More Sixth Circuit Habeas Happenings:

Following the U.S. Court of Appeals for the Sixth Circuit continues to provide a crash course in the current controversies concerning the availability of habeas relief in federal courts. This week, the Sixth Circuit is once again divided -- this time 7-7 on a petition for rehearing en banc -- over whether a habeas petition should have been granted to a capital defendant.

Last June, in Slaughter v. Parker, a three judge panel reversed a district court decision granting James Slaughter's habeas petition claiming ineffective assistance of counsel. Judge Batchelder wrote the majority opinion for herself and Chief Judge Boggs. Judge Cole dissented.

On Wednesday, an evenly divided Sixth Circuit denied Slaughter's petition for rehearing en banc. Judge Cole wrote a dissent, which begins:

We are uneasy about executing anyone sentenced to die by a jury who knows nearly nothing about that person. But we have allowed it. We are also uneasy about executing those who commit their crime at a young age. But we have allowed that as well. We are particularly troubled about executing someone who likely suffers brain damage. We rarely, if ever, allow that—especially when the jury is not afforded the opportunity to even consider that evidence. Jeffrey Leonard, known to the jury only as “James Slaughter,” approaches the execution chamber with all of these characteristics. Reaching this new chapter in our death-penalty history, the majority decision cannot be reconciled with established precedent. It certainly fails the Constitution. This Court’s seven to seven stalemate regarding the en banc petition, however, leaves this precarious decision intact.
As Robert Loblaw at Decision of the Day notes, Cole's dissent was joined by Judges Martin, Daughtery, Moore, and Clay, leaving the identities of the other two judges who voted in favor of en banc review a mystery.

anonVCfan:
I wish they'd publish the votes on these things.

I'm going to guess that one of the other two is Judge Gilman. Judge Merritt would be an obvious choice, except that he's senior.

The last time the 6th Circuit split like this on a death penalty case, Gilman and Merritt were in the dissent. House v. Bell, 386 F. 3d 668 (6th Cir. 2004) rev'd 126 S.Ct. 2064 (2006).
11.3.2006 8:15am
Kovarsky (mail):
this is a really stupid nitpick point, but the short form of the case should be "Washington," not "Strickland." Strickland is the name of the isntitutional officer and and washington the petitioner.
11.3.2006 11:31am
Kovarsky (mail):
close case.

the exhaustion ruling on the jury questioning is actually more troublesome.
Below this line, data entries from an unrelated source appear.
PR #2424, opened 2025-04-15
test(robot): add a workload test case for offline rebuilding

mantissahz:

Issue # longhorn/longhorn#8443

### DIFF
--- a/e2e/tests/negative/replica_rebuilding.robot
+++ b/e2e/tests/negative/replica_rebuilding.robot
@@ -66,6 +66,26 @@ Reboot Replica Node While Replica Rebuilding
         And Check volume 0 data is intact
     END
 
+Reboot Replica Node While Offline Replica Rebuilding
+    [Documentation]    Reboot a replica node during offline replica rebuilding is in progress.
+    ...
+    ...                Issue: https://github.com/longhorn/longhorn/issues/8443
+    Given Create volume 0 with    size=5Gi    numberOfReplicas=3    dataEngine=${DATA_ENGINE}
+    And Attach volume 0
+    And Wait for volume 0 healthy
+    And Write data to volume 0
+    And Write 4 GB data to volume 0
+    And Detach volume 0
+    And Wait for volume 0 detached
+
+    When Delete volume 0 replica on node 0
+    Then Enable volume 0 offline replica rebuilding
+    And Wait until volume 0 replica rebuilding started on node 0
+
+    When Reboot volume 0 replica node
+    And Wait for volume 0 detached
+    And Volume 0 should have 3 replicas when detached
+
 Delete Replicas One By One After The Volume Is Healthy
     Given Create storageclass longhorn-test with    dataEngine=${DATA_ENGINE}
     And Create persistentvolumeclaim 0 using RWO volume with longhorn-test storageclass
--- a/e2e/tests/regression/test_replica.robot
+++ b/e2e/tests/regression/test_replica.robot
@@ -70,3 +70,36 @@ Test Offline Replica Rebuilding
     And Wait for volume 0 detached
     And Volume 0 should have 3 replicas when detached
     And Set setting offline-replica-rebuilding to false
+
+Test Preempt Offline Replica Rebuilding By A Workload
+    [Tags]    coretest    offline-rebuilding
+    [Documentation]    Test preempt offline replica rebuilding by a workload.
+    ...
+    ...                Issue: https://github.com/longhorn/longhorn/issues/8443
+    Given Create volume 0 with    size=6Gi    numberOfReplicas=3    dataEngine=${DATA_ENGINE}
+    And Attach volume 0
+    And Wait for volume 0 healthy
+    And Detach volume 0
+    And Wait for volume 0 detached
+    And Create deployment 0 with volume 0
+    And Wait for volume 0 healthy
+    And Write 5120 MB data to file data.txt in deployment 0
+    And Scale down deployment 0 to detach volume
+    And Wait for volume 0 detached
+
+    # enable offline replica rebuilding.
+    When Delete volume 0 replica on node 0
+    And Enable volume 0 offline replica rebuilding
+    # wait for offline rebuilding to start.
+    Then Wait until volume 0 replica rebuilding started on node 0
+    And Volume 0 should have 3 replicas running
+
+    # scale up the workload and it will preempt the offline rebuilding.
+    When Scale up deployment 0 to attach volume
+    # the volume might be detched or not so we only wait for volume becomes healthy.
+    # we should try to check if offline rebuilding will be canceled and online rebuilding takes over.
+    # then the volume becomes healthy without offline rebuilding.
+    And Wait for volume 0 healthy
+    # write some data with workload pod to check if the workload works.
+    And Write 64 MB data to file data.txt in deployment 0
+    Then Check deployment 0 data in file data.txt is intact
--- a/e2e/keywords/deployment.resource
+++ b/e2e/keywords/deployment.resource
@@ -21,6 +21,14 @@ Create deployment ${deployment_id} with persistentvolumeclaim ${claim_id} with m
     ${node_count} =    Get length  ${node_names}
     create_deployment    ${deployment_name}    ${claim_name}   ${node_count}
 
+Create deployment ${deployment_id} with volume ${volume_id}
+    ${volume_id}=  Convert To String  ${volume_id}
+    Create persistentvolume for volume ${volume_id}
+    Create persistentvolumeclaim for volume ${volume_id}
+    ${deployment_name}=    generate_name_with_suffix    deployment    ${deployment_id}
+    ${pvc_name}=    generate_name_with_suffix    volume    ${volume_id}
+    create_deployment    ${deployment_name}   ${pvc_name}
+
 Delete deployment ${deployment_id}
     ${deployment_name} =    generate_name_with_suffix    deployment    ${deployment_id}
     delete_deployment    ${deployment_name}
--- a/e2e/libs/volume/rest.py
+++ b/e2e/libs/volume/rest.py
@@ -476,4 +476,4 @@ class Rest(Base):
 
     def update_offline_replica_rebuild(self, volume_name, rebuild_type):
         volume = self.get(volume_name)
-        volume.offlineRebuilding(OfflineRebuild=rebuild_type)
+        volume.offlineReplicaRebuilding(OfflineRebuilding=rebuild_type)
--- a/e2e/tests/negative/test_backup_listing.robot
+++ b/e2e/tests/negative/test_backup_listing.robot
@@ -47,14 +47,6 @@ Create volume ${volume_id} from ${workload_kind} ${workload_id} volume random ba
     create_volume   ${volume_name}    size=3Gi    numberOfReplicas=3    fromBackup=${backup_url}    dataEngine=${DATA_ENGINE}
     Set Test Variable    ${random_backup_id}    ${backup_id}
 
-Create deployment ${deployment_id} with volume ${volume_id}
-    ${volume_id}=  Convert To String  ${volume_id}
-    Create persistentvolume for volume ${volume_id}
-    Create persistentvolumeclaim for volume ${volume_id}
-    ${deployment_name}=    generate_name_with_suffix    deployment    ${deployment_id}
-    ${pvc_name}=    generate_name_with_suffix    volume    ${volume_id}
-    create_deployment    ${deployment_name}   ${pvc_name}
-
 Check volume ${volume_id} data is ${workload_kind} ${workload_id} volume backup ${backup_id}
     ${workload_name}=   generate_name_with_suffix    ${workload_kind}    ${workload_id}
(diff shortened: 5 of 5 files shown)


mantissahz:
Hi @yangchiu, @roger-ryao, 
Could you review this test case when you are available?

e2e/tests/regression/test_replica.robot
```diff
@@ -69,4 +78,28 @@ Test Offline Replica Rebuilding
...
+    And Wait for volume 0 detached
+    Then Create deployment 0 with volume 0
+    And Wait for volume 0 healthy
+    Then Write 5120 MB data to file data.txt in deployment 0
+    And Scale down deployment 0 to detach volume
+    And Wait for volume 0 detached
+
+    When Delete volume 0 replica on node 0
+    Then Enable volume 0 offline replica rebuilding
+    And Wait until volume 0 replica rebuilding started on node 0
```
yangchiu, line 101: Could we check the volume is detached and has 3 replicas like the above test case to ensure the replica is rebuilt?

e2e/tests/regression/test_replica.robot
```diff
@@ -69,4 +78,28 @@ Test Offline Replica Rebuilding
...
+    And Scale up deployment 0 to attach volume
+    And Wait for volume 0 healthy
+    And Write 512 MB data to file data.txt in deployment 0
```
yangchiu, line 104: Could we also check the data integrity here?

e2e/tests/regression/test_replica.robot
```diff
@@ -69,4 +78,28 @@ Test Offline Replica Rebuilding
...
+    And Delete deployment 0
```
yangchiu, line 105: Is this manual resource cleanup required?

yangchiu (changes requested):

e2e/tests/regression/test_replica.robot
mantissahz: Here we test if the workload could preempt the offline rebuilding process, so we need to ensure the replica is still rebuilding.

yangchiu: What will happen here? Will the ongoing rebuilding be affected? Will it stop and be automatically retriggered?

mantissahz: It's like the test plan in the [offline volume rebuilding LEP](https://github.com/longhorn/longhorn/blob/0a83092479c522f5c71dcca382f60f6b7759b8ca/enhancements/20250407-volume-offline-rebuilding.md#test-plan)
```txt
- The CSI attaching request should preempt the offline rebuilding process:
  1. Create a workload with Longhorn volume having 3 replicas in a 3 worker nodes cluster
  2. Write some data to the volume.
  3. Scale down the workload to detach the volume.
  4. Delete a replica of the volume.
  5. Enable the offline rebuilding by the API `volume.offlineReplicaRebuilding`.
  6. When the rebuilding is in progress, scale up the workload.
  7. Check if the offline rebuilding process is canceled.
  8. Check if the workload is working well.
```

What will happen here is:
1. Offline rebuilding is in progress.
2. The workload starts, and offline rebuilding will be canceled (will not be automatically retriggered).
3. The workload works, and online rebuilding takes over

e2e/tests/regression/test_replica.robot
mantissahz: Yes, added a check for data integrity. Thanks.

e2e/tests/regression/test_replica.robot
mantissahz: Removed. Thanks.

e2e/tests/regression/test_replica.robot
yangchiu: If so, is it possible to add steps that:
```
And Wait until volume 0 replica rebuilding stopped on node 0
And Wait until volume 0 replica rebuilding started on node 0
```
to clarify the behavior in the test case? Would these steps be able to catch the timing reliably without causing the test to fail?"

mantissahz:
```robot
And Wait until volume 0 replica rebuilding stopped on node 0
And Wait until volume 0 replica rebuilding started on node 0
```
No, we can not add these steps because the volume might not be detached when the workload preempts the offline rebuilding, and detaching the volume and then attaching the volume might be faster than the detection logic.

yangchiu: Can we add some comments between the test steps to clarify the behavior? Since a robot test case should serve as documentation or a specification that helps we understand the software’s functionality.

If some test steps are not feasible to implement right now, at least we can add some comments or todos and revisit them for improvement in the future.

e2e/tests/regression/test_replica.robot
```diff
@@ -14,6 +14,15 @@ Resource    ../keywords/workload.resource
...
 
+*** Keywords ***
+Create deployment ${deployment_id} with volume ${volume_id}
+    ${volume_id}=  Convert To String  ${volume_id}
+    Create persistentvolume for volume ${volume_id}
+    Create persistentvolumeclaim for volume ${volume_id}
+    ${deployment_name}=    generate_name_with_suffix    deployment    ${deployment_id}
+    ${pvc_name}=    generate_name_with_suffix    volume    ${volume_id}
+    create_deployment    ${deployment_name}   ${pvc_name}
+
```
roger-ryao, line 25: The keyword `Create deployment ${deployment_id} with volume ${volume_id}` appears in two files:
1. [test_replica.robot](https://github.com/longhorn/longhorn-tests/blob/b431dafb10250af0f595061fc63b35e270fcfe1c/e2e/tests/regression/test_replica.robot#L18-L24)
2. [test_backup_listing.robot](https://github.com/longhorn/longhorn-tests/blob/b431dafb10250af0f595061fc63b35e270fcfe1c/e2e/tests/negative/test_backup_listing.robot#L50-L56)

Since these keywords are identical, they should be moved to `../keywords/deployment.resource` to avoid code duplication.

mantissahz:
```robot
*** Keywords ***
Create deployment ${deployment_id} with volume ${volume_id}
    ${volume_id}=  Convert To String  ${volume_id}
    Create persistentvolume for volume ${volume_id}
    Create persistentvolumeclaim for volume ${volume_id}
    ${deployment_name}=    generate_name_with_suffix    deployment    ${deployment_id}
    ${pvc_name}=    generate_name_with_suffix    volume    ${volume_id}
    create_deployment    ${deployment_name}   ${pvc_name}
```
I did not move this keyword to the resource file because the `Create deployment ${deployment_id} ...` contains the keywords from `volume.resource` and `deployment.resource`.
Does it allow for including another resource in a resource?

roger-ryao: I have tested it with your PR, and it looks good without any errors.

test report :  
[log.tar.gz](https://github.com/user-attachments/files/19860801/log.tar.gz)

Screenshot_20250423_123223

e2e/tests/regression/test_replica.robot
```diff
@@ -69,4 +69,44 @@ Test Offline Replica Rebuilding
...
+    And Wait until volume 0 replica rebuilding started on node 0
+    And Volume 0 should have 3 replicas running
+    # scale up the workload and it preempts the offline rebuilding.
+    And Scale up deployment 0 to attach volume
+    # the volume might be detched or not so we only wait for volume becomes healthy.
+    # we should try to check if the volume becomes healthy without offline rebuilding.
+    And Wait for volume 0 healthy
+    # write some data with workload pod to check if the workload works.
+    Then Write 64 MB data to file data.txt in deployment 0
+    And Write 64 MB data to file data.txt in deployment 0
```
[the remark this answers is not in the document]
mantissahz: Yes, removed. It was automatically added by my IDE. Thanks.

e2e/tests/regression/test_replica.robot
```diff
@@ -69,4 +69,43 @@ Test Offline Replica Rebuilding
...
+    # enable offline replica rebuilding.
+    When Delete volume 0 replica on node 0
+    Then Enable volume 0 offline replica rebuilding
+    # wait for offline rebuilding to start.
+    And Wait until volume 0 replica rebuilding started on node 0
+    And Volume 0 should have 3 replicas running
+    # scale up the workload and it preempts the offline rebuilding.
+    And Scale up deployment 0 to attach volume
+    # the volume might be detched or not so we only wait for volume becomes healthy.
+    # we should try to check if the volume becomes healthy without offline rebuilding.
```
yangchiu, line 107: I think we should indicate that `online rebuilding takes over`.

yangchiu (changes requested):

e2e/tests/regression/test_replica.robot
```diff
@@ -69,4 +69,43 @@ Test Offline Replica Rebuilding
...
+    And Wait for volume 0 healthy
+    # write some data with workload pod to check if the workload works.
+    Then Write 64 MB data to file data.txt in deployment 0
+    And Check deployment 0 data in file data.txt is intact
```
c3y1huang, line 111:
```suggestion
    Given Create volume 0 with    size=6Gi    numberOfReplicas=3    dataEngine=${DATA_ENGINE}
    And Attach volume 0
    And Wait for volume 0 healthy
    And Detach volume 0
    And Wait for volume 0 detached
    And Create deployment 0 with volume 0
    And Wait for volume 0 healthy
    And Write 5120 MB data to file data.txt in deployment 0
    And Scale down deployment 0 to detach volume
    And Wait for volume 0 detached

    # enable offline replica rebuilding.
    When Delete volume 0 replica on node 0
    And Enable volume 0 offline replica rebuilding
    # wait for offline rebuilding to start.
    Then Wait until volume 0 replica rebuilding started on node 0
    And Volume 0 should have 3 replicas running
  
    # scale up the workload and it preempts the offline rebuilding.
    When Scale up deployment 0 to attach volume
    # the volume might be detched or not so we only wait for volume becomes healthy.
    # we should try to check if the volume becomes healthy without offline rebuilding.
    And Wait for volume 0 healthy
    # write some data with workload pod to check if the workload works.
    And Write 64 MB data to file data.txt in deployment 0
    Then Check deployment 0 data in file data.txt is intact
```

e2e/tests/regression/test_replica.robot
mantissahz: Added. Thanks.

e2e/tests/regression/test_replica.robot
mantissahz: Modified. Thanks.

e2e/tests/negative/replica_rebuilding.robot
```diff
@@ -66,6 +66,20 @@ Reboot Replica Node While Replica Rebuilding
...
+    ...                Issue: https://github.com/longhorn/longhorn/issues/8443
+    ...    1. Create a volume and write some data to the volume.
+    ...    2. Detach the volume.
+    ...    3. Delete a replica of the volume.
+    ...    4. Enable offline rebuilding of the volume by the API `volume.offlineReplicaRebuilding`.
+    ...    5. Check if offline rebuilding starts.
+    ...    6. Reboot a replica node.
+    ...    7. Check if the volume offline rebuilding is in progress.
+    ...    8. The volume is detached after healthy replicas count of the volume equals to `Volume.Spec.NumberOfReplicas`.
+    Given Create volume 0 with    size=5Gi    numberOfReplicas=3    dataEngine=${DATA_ENGINE}
```
c3y1huang, line 81: It looks like the test case only includes a single Given step. Is this finished? What is this test intended to verify?

e2e/tests/regression/test_replica.robot
```diff
@@ -69,4 +69,45 @@ Test Offline Replica Rebuilding
...
+    ...
+    ...                Issue: https://github.com/longhorn/longhorn/issues/8443
+    ...    1. Create a workload with Longhorn volume having 3 replicas in a 3 worker nodes cluster
+    ...    2. Write some data to the volume.
+    ...    3. Scale down the workload to detach the volume.
+    ...    4. Delete a replica of the volume.
+    ...    5. Enable the offline rebuilding by the API `volume.offlineReplicaRebuilding`.
+    ...    6. When the rebuilding is in progress, scale up the workload.
+    ...    7. Check if the offline rebuilding process is canceled.
+    ...    8. Check if the workload is working well.
```
c3y1huang, line 86: The Given, When, Then should be self-explanatory. Consider removing the steps from the documentation section.

e2e/tests/negative/replica_rebuilding.robot
roger-ryao: > It looks like the test case only includes a single Given step. Is this finished? What is this test intended to verify?

I think @mantissahz  plans to add the `robot:skip` tag and then provide the  skeletons for negative test scenarios, which is not yet completed.

mantissahz: Added the test steps for the negative test case.

e2e/tests/regression/test_replica.robot
mantissahz: Removed. Thanks.

yangchiu (approved):

yangchiu:
@mergify backport v1.9.x

PR #2425, opened 2025-04-16
test(robot): Add case Checksum enabled large volume with multiple reb…

roger-ryao:
…uilding

#### Which issue(s) this PR fixes:
longhorn/longhorn#10711
Implement manual test case [Checksum enabled large volume with multiple rebuilding](https://longhorn.github.io/longhorn-tests/manual/pre-release/stability/checksum-enabled-large-volume/) in robot

#### What this PR does / why we need it:
Implement manual test case `Checksum enabled large volume with multiple rebuilding` in robot

#### Additional documentation or context
https://github.com/longhorn/longhorn/issues/7211

- PR test log : https://ci.longhorn.io/job/private/job/longhorn-e2e-test/2613/robot/report/log.html
- Here's how to execute test case: ` ./run.sh -t 'Checksum Enabled Large Volume With Multiple Rebuilding' -v RETRY_COUNT:600
`

PR #2429, opened 2025-04-18
test(manual): Update Checksum enabled large volume with multiple rebiilding

roger-ryao:
longhorn/longhorn#10711

After discussing with @derekbit , we found that the original case design has issues:
1. To verify the deletion of the replica and ensure that Longhorn does not take more time than the first iteration, this is related to Snapshot Data Integrity. To trigger this functionality, it must be enabled through shutting down the node or disconnecting the node network, not by deleting the replica.
2. Create a recurring backup job every 15 minutes. I asked @khushboo-rancher  about this step, and she mentioned that the purpose was to add some parallel operations while rebuilding is happening. It's just an extra step to check if Longhorn can handle multiple operations together. Since Longhorn can use the same replica for backup, which might have been deleted in the test or is being rebuilt. However, @derekbit  suggested that this part should specifically target large volume deletions with multiple rebuilds and ensure data consistency.

@derekbit  @khushboo-rancher 

https://github.com/longhorn/longhorn-tests/pull/2425#discussion_r2050126804


yangchiu (approved):
LGTM

PR #2442, opened 2025-04-28
test: fix test case drain node failure

yangchiu:

Issue https://github.com/longhorn/longhorn/issues/10804

fix test case drain node failure


chriscchien (approved):

yangchiu:
@mergify backport v1.9.x

PR #2454, opened 2025-05-02
ci: update gke to 1.32.2-gke.1182003

chriscchien:

Update gke to 1.32.2-gke.1182003 which is the current default version


yangchiu (approved):
LGTM

PR #2463, opened 2025-05-05
ci: prevent cloud credential from being deleted before harvester cluster is deleted on hal

yangchiu:

Issue https://github.com/longhorn/longhorn/issues/10849

prevent cloud credential from being deleted before harvester cluster is deleted on hal by a 2-stage `terraform destroy`, the 1st stage deletes the cluster only, and the 2nd stage deletes the remaining resources, including the credential.


roger-ryao (approved):
LGTM

yangchiu:
@mergify backport v1.9.x

PR #2481, opened 2025-05-12
ci: support accessing hal vms using custom ssh key

yangchiu:

Issue https://github.com/longhorn/longhorn/issues/10812

support accessing hal vms using custom ssh key


roger-ryao (approved):
LGTM

yangchiu:
@mergify backport v1.9.x

PR #2493, opened 2025-05-14
test(robot): refine vagrant node reboot function logging

yangchiu:

Issue https://github.com/longhorn/longhorn/issues/6708 https://github.com/longhorn/longhorn/issues/6741

refine vagrant node reboot function logging

### DIFF
--- a/e2e/libs/host/vagrant.py
+++ b/e2e/libs/host/vagrant.py
@@ -37,37 +37,35 @@ class Vagrant(Base):
         return {node: node for node in nodes}
 
     def reboot_all_nodes(self, shut_down_time_in_sec=NODE_REBOOT_DOWN_TIME_SECOND):
+        logging(f'Rebooting all vms')
         self._vagrant_cmd(self._CMD_RELOAD)
-
-        logging(f'Wait for {shut_down_time_in_sec} seconds before starting all vms')
-        time.sleep(shut_down_time_in_sec)
         wait_for_cluster_ready()
-        logging(f'Started all instances')
+        logging(f'Rebooted all vms')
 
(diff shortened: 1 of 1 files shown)


e2e/libs/host/vagrant.py
```diff
@@ -37,37 +37,35 @@ def _get_node_mapping(cls, cmd_bin):
         return {node: node for node in nodes}
 
     def reboot_all_nodes(self, shut_down_time_in_sec=NODE_REBOOT_DOWN_TIME_SECOND):
+        logging(f'Rebooting all vms')
         self._vagrant_cmd(self._CMD_RELOAD)
-
-        logging(f'Wait for {shut_down_time_in_sec} seconds before starting all vms')
-        time.sleep(shut_down_time_in_sec)
```
roger-ryao, line 43: If we remove `time.sleep(shut_down_time_in_sec)`, should we also remove `shut_down_time_in_sec=NODE_REBOOT_DOWN_TIME_SECOND`  on https://github.com/longhorn/longhorn-tests/pull/2493/files#diff-187df4685021721945c2cab74539a50af88bf4617550e5183529919604872938L39 ?

Or should we keep `time.sleep(shut_down_time_in_sec)` and just improve the logging for the vagrant node reboot function?

yangchiu: Unlike other host providers, the `vagrant` implementation of `reboot_node` simply reboots the VM instead of shutting down, waiting for `shut_down_time_in_sec`, and then powering on. As a result, the `shut_down_time_in_sec` parameter in the `vagrant` implementation is basically non-functional.

yangchiu:
@mergify backport v1.9.x

PR #2519, opened 2025-05-22
test(robot): reduce disk space usage in robot test to avoid running out of disk space on HAL

yangchiu:

Issue https://github.com/longhorn/longhorn/issues/9149

reduce disk space usage in robot test to avoid running out of disk space on HAL


roger-ryao (approved):
LGTM

yangchiu:
@mergify backport v1.9.x

PR #2525, opened 2025-05-23
test(robot): fix flaky test case Test Longhorn Dynamic Provisioned RWO/RWX Volume Recovery

yangchiu:

Issue https://github.com/longhorn/longhorn/issues/10973

fix flaky test case Test Longhorn Dynamic Provisioned RWO/RWX Volume Recovery

### DIFF
--- a/e2e/tests/negative/component_resilience.robot
+++ b/e2e/tests/negative/component_resilience.robot
@@ -155,7 +155,7 @@ Test Longhorn Dynamic Provisioned RWX Volume Recovery
         When Create storageclass longhorn-test with    dataEngine=${DATA_ENGINE}
         And Create persistentvolumeclaim 0 using RWX volume with longhorn-test storageclass
         And Create deployment 0 with persistentvolumeclaim 0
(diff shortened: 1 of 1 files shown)


roger-ryao (commented):
The original test case aims to `delete the IM-e while it is rebuilding`. I think we can improve the step. Change the size of the `data.txt` file written in deployment 0 from `500MB` to `2000MB`. This should make it easier to capture the condition where `Wait until the volume of deployment 0 replica rebuilding started on the replica node`.

What do you think about this adjustment?

yangchiu:
> The original test case aims to `delete the IM-e while it is rebuilding`. I think we can improve the step. Change the size of the `data.txt` file written in deployment 0 from `500MB` to `2000MB`. This should make it easier to capture the condition where `Wait until the volume of deployment 0 replica rebuilding started on the replica node`.
> 
> What do you think about this adjustment?

Yes, you're right. Thanks for pointing out this!

roger-ryao (approved):
LGTM

yangchiu:
@mergify backport v1.9.x

PR #942, opened 2024-10-02
Update to latest mongodb legacy java driver

abyrd:
This is the newest driver, but with an older ("legacy") programming API that matches our code. It should be a drop-in replacement, and our Mongojack dependency also seems to cooperate with this as its transitive mongodb driver dependency.

### DIFF
--- a/build.gradle
+++ b/build.gradle
@@ -164,7 +164,7 @@ dependencies {
     }
 
     // Database driver.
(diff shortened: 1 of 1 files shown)


trevorgerhardt (approved):
Initial testing with MongoDB 7.0 locally worked for me 👍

and it looks like they didn't dismiss the claim without prejudice, which courts are increasingly doing - they're finding claims unexhausted and inferring a procedural default and prospectively denying them without really giving the petitioner a chance to go back to state court on the claim. i think the way they get around that quasi-bogus move is the "alternative holding" that doesn't look like one - its about 2 sentences long and dismisses the merits of the claim out of hand without any discussion.